Desde el banco donde estoy sentado veo la zona de juegos donde padres e hijos pasan parte de la mañana del sábado. Me fijo en el tobogán. La mayoría de los niños que se sube a él ha superado la primera fase, aquella en que subían ordenadamente por las escaleras y se deslizaban con precaución apoyándose en los pasamanos. Aburridos del trato convencional que le daban al tobogán, ahora experimentan nuevos usos, más creativos. Es decir, hacen el bestia de todas las formas posibles: se pelean por alcanzar las escaleras, suben de pie por la rampa, se tiran de cabeza, utilizan a otro niño de alfombra deslizante… “Os vais a hacer daño”, les advierten algunos padres mientras miran en el móvil.

Me llama la atención un niño de unos tres años. A diferencia de los otros de su edad que esperan a que la manada se desfogue o se mate para subirse ellos al tobogán, este niño se empecina en imitar a sus compañeros grandullones. Es admirable la voluntad que le pone, el esfuerzo que hace por estar a la altura de quienes sin duda son sus ídolos. Y a ellos parece gustarles la actitud del niño, pues no solo no le apartan sino que le animan en su aventura. Entonces, una de las veces en que el niño intenta bajar de rodillas por la rampa, agitando las manos como si festejara su hazaña, está a punto de darse de bruces con el suelo.
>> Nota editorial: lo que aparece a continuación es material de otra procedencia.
PR #918, opened 2024-03-04
Re-land mult-col index selection for queries

Centril:
# Description of Changes

Lands https://github.com/clockworklabs/SpacetimeDB/pull/694 again by making `a != v` not use an index.
Adds a regression test that ensures `a != v` complies even if there is an index.

Also does some drive-by improvements in some other commits. This was beneficial for learning how `IndexArgument` is used.

None.

2

### DIFF
--- a/crates/core/src/sql/compiler.rs
+++ b/crates/core/src/sql/compiler.rs
@@ -283,13 +283,13 @@ mod tests {
     use std::ops::Bound;
 
     fn assert_index_scan(
-        op: Query,
+        op: &Query,
         cols: impl Into<ColList>,
         low_bound: Bound<AlgebraicValue>,
         up_bound: Bound<AlgebraicValue>,
     ) -> TableId {
         if let Query::IndexScan(IndexScan { table, columns, bounds }) = op {
-            assert_eq!(columns, cols.into(), "Columns don't match");
+            assert_eq!(columns, &cols.into(), "Columns don't match");
             assert_eq!(bounds.0, low_bound, "Lower bound don't match");
             assert_eq!(bounds.1, up_bound, "Upper bound don't match");
             table.table_id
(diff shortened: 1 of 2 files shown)


crates/vm/src/expr.rs
```diff
@@ -712,80 +738,313 @@ impl Query {
...
+            rhs,
+        } => ext_field_val(header, lhs, rhs).map(|(f, v)| (op, f, v)),
+        _ => None,
+    }
+}
+
+fn make_index_arg(cmp: OpCmp, columns: &ColList, value: AlgebraicValue) -> IndexColumnOp<'_> {
+    let arg = match cmp {
+        OpCmp::Eq => IndexArgument::Eq { columns, value },
+        OpCmp::NotEq => unreachable!("using a non-indexed scan for NotEq instead"),
```
mamcx, line 792: I think is more clear if says "NotEq have not IndexArgument, filtered-out by caller

jdetter:
Tested against the bots - works just as well as master. I mentioned an issue that I found but the issue is present in master and it is not present in a PR that Josh is intending on landing soon, so I'm good to call this working 👍

jdetter (approved):
Tested against the bots, working 👍

mamcx (approved):
LGTM

crates/core/src/sql/compiler.rs
```diff
@@ -332,6 +332,23 @@ mod tests {
...
+        // Create table [test] with cols [a, b] and index on [b].
+        db.create_table_for_test(
+            "test",
+            &[("a", AlgebraicType::U64), ("b", AlgebraicType::U64)],
+            &[(1.into(), "b")],
+        )?;
+
+        let tx = db.begin_tx();
+        // Should work with any qualified field.
+        assert!(compile_sql(&db, &tx, "select * from test where test.b <> 3").is_ok());
```
joshua-spacetime, line 348: Could you modify this test to be something like
```
select * from test where a = 1 and b <> 3
```
where there is also an index on `a`, so that we make sure we still select the index scan on `a`.

crates/vm/src/expr.rs
```diff
@@ -925,7 +923,15 @@ fn select_best_index<'a>(
 
     // Go through each operator and index,
     // consuming all field constraints that can be served by an index.
-    for (col_list, cmp) in [OpCmp::Eq, OpCmp::NotEq, OpCmp::Lt, OpCmp::LtEq, OpCmp::Gt, OpCmp::GtEq]
+    //
+    // NOTE: We do not consider `OpCmp::NotEq` at the moment.
+    // To provide such an index scan efficiently, we'd need to use two chained index scans
```
joshua-spacetime, line 928: I would remove this comment, since in general, you usually don't answer `!=` conditions using an index.

joshua-spacetime (approved):
I just requested a slight modification to a test case, but otherwise this looks good to go!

Es uno de los chavales mayores quien informa al padre del niño, también absorto en la pantalla de su móvil, de que su hijo se ha caído. El padre mira hacia el punto que el chico está señalando, picotea aún unas cuantas veces con el dedo en el móvil, se lo guarda en el bolsillo y corre en ayuda de su hijo. Lo levanta del suelo y empieza a limpiarle el polvo con más ímpetu del que es necesario. El niño no llora, parece feliz. Hasta que su padre dice: “Se acabó, ya no hay más tobogán”. Entonces el niño se pone a berrear. Quiere subirse al tobogán, quiere subirse al tobogán, quiere subirse al tobogán… El padre tira del niño para alejarlo de allí, pero el niño tiene uno de esos llantos irritantes, que taladra los oídos y que cual sirena de ambulancia nos advierte de que para él es una cuestión de supervivencia volver al tobogán. Al final, para satisfacción de todos los habitantes del parque, el padre cede: “Vale, pero tírate con cuidado”. Y el niño, que ya ha experimentado la atracción del riesgo, de la aventura, protesta con un llanto ahora entrecortado: “Con cuidado no, con cuidado no…”.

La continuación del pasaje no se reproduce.